Our triggers are the sacred ground where we embrace the invitation fear offers us, without judgment and without numbing the pain. But first, we must start from the seat of self-compassion. Only then can we face our pain and humanize it. The only way out of pain is to walk through it.
THE INNER CHILD
“That sounds nice, Karen,” you might say, “but how do I actually change the tape?” I am far from an expert, but I like to believe the universe is simple. Is it possible, that healing our triggers may not look much different than my four-year-old conquering her fear of the dark? What would happen if, the next time fear surfaces, you take a deep breath, step back and observe your inner child from a birds-eye-view?

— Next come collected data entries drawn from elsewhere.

PR #471, opened 2021-06-18
Add ParentClosePolicy to unit test

### LINKED ISSUE #470: Test to support ParentClosePolicy
Test framework does not respect ParentClosePolicy set on child workflow. For example, if set child workflow's ParentClosePolicy to PARENT_CLOSE_POLICY_ABANDON, which means when parent workflow closed, its child workflow should continue executing. 

The unit test framework should respect ParentClosePolicy. 

**Additional context**
Reported by user:
https://community.temporal.io/t/best-way-to-create-an-async-child-workflow/114/6

yiminc:
## What was changed
Add ParentClosePolicy to unit test

## Why?
Properly support ParentClosePolicy in unit test.

## Checklist

1. Closes #470 

2. How was this tested:
New unit tests

3. Any docs updates needed?

No.

### DIFF
--- a/internal/internal_workflow_testsuite.go
+++ b/internal/internal_workflow_testsuite.go
@@ -190,13 +190,14 @@ type (
 		queryHandler          func(string, *commonpb.Payloads) (*commonpb.Payloads, error)
 		startedHandler        func(r WorkflowExecution, e error)
 
-		isTestCompleted bool
-		testResult      converter.EncodedValue
-		testError       error
-		doneChannel     chan struct{}
-		workerOptions   WorkerOptions
-		dataConverter   converter.DataConverter
-		runTimeout      time.Duration
+		isWorkflowCompleted bool
+		testResult          converter.EncodedValue
+		testError           error
+		doneChannel         chan struct{}
+		doneChannelClosed   bool
+		workerOptions       WorkerOptions
+		dataConverter       converter.DataConverter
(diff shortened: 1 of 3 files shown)


vitarb (approved):

internal/internal_workflow_testsuite.go
```diff
@@ -888,6 +915,21 @@ func (env *testWorkflowEnvironmentImpl) Complete(result *commonpb.Payloads, err
...
+	// cancel child workflows if their ParentClosePolicy request so.
+	env.maybeCancelChildWorkflows()
+}
+
+func (env *testWorkflowEnvironmentImpl) maybeCancelChildWorkflows() {
+	for _, handle := range env.runningWorkflows {
+		if handle.env.parentEnv != nil &&
+			env.workflowInfo.WorkflowExecution.ID == handle.env.parentEnv.workflowInfo.WorkflowExecution.ID {
+			// current env is parent workflow of handle's workflow
+			if handle.params.ParentClosePolicy == enumspb.PARENT_CLOSE_POLICY_REQUEST_CANCEL {
```
mfateev, line 928: What about TERMINATE? I know it doesn't make sense for the root parent workflow, but what about the of the child of the root?

yiminc: Good point. We need to handle that as well. Will do in a follow up PR.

Can you see him or her? I mean, really see and accept him or her in their darkest pain? You inner child is valuable and worthy to be loved. What does he or she need right now? When you access compassion and truly connect, maybe for the first time, you will intuitively know what he or she needs. Love tells you to crawl through the darkness, reach out, lay a hand on his or her heart and speak to their true identity.
She may have been abandoned, but YOU will not abandon her there. He may feel scared and helpless, but YOU will be present for Him right now.
If you can’t find that little boy or girl trapped in the darkness, listen to the voices around you who will remind you of your light. I have been blessed by those friends in my dark season when I couldn’t find myself. Sometimes I had to seek them out; sometimes they found me, but those friends are worth their weight in gold. You will always find your true friends in your darkest season.
Perhaps you are called to be that friend to someone who can’t find his or her light. I promise you, someone in your world needs to hear this: You are not alone. The light inside you far surpasses the darkness that surrounds you.
This is a pivotal moment in history. Humanity is being invited to participate, on a global scale, in elevating the frequency of fear and trauma on the Earth, and it begins with self-compassion. We cannot heal in the Earth what we have not manifested in our own soul.
We are commissioned to heal the brokenhearted, disciple nations and release our light on this planet. That’s a tall order: Either it’s a cruel and impossible task, or you are more powerful than you could possibly imagine.
“Arise, shine, for your light has come, and the glory of the Lord rises upon you.
See, darkness covers the earth and thick darkness is over the peoples, but the Lord rises upon you and his glory appears over you. Nations will come to your light, and kings to the brightness of your dawn. Lift up your eyes and look about you.” Isaiah 60:1-4a
Look up, child. On the other side of fear, Father God is giving you a high-five.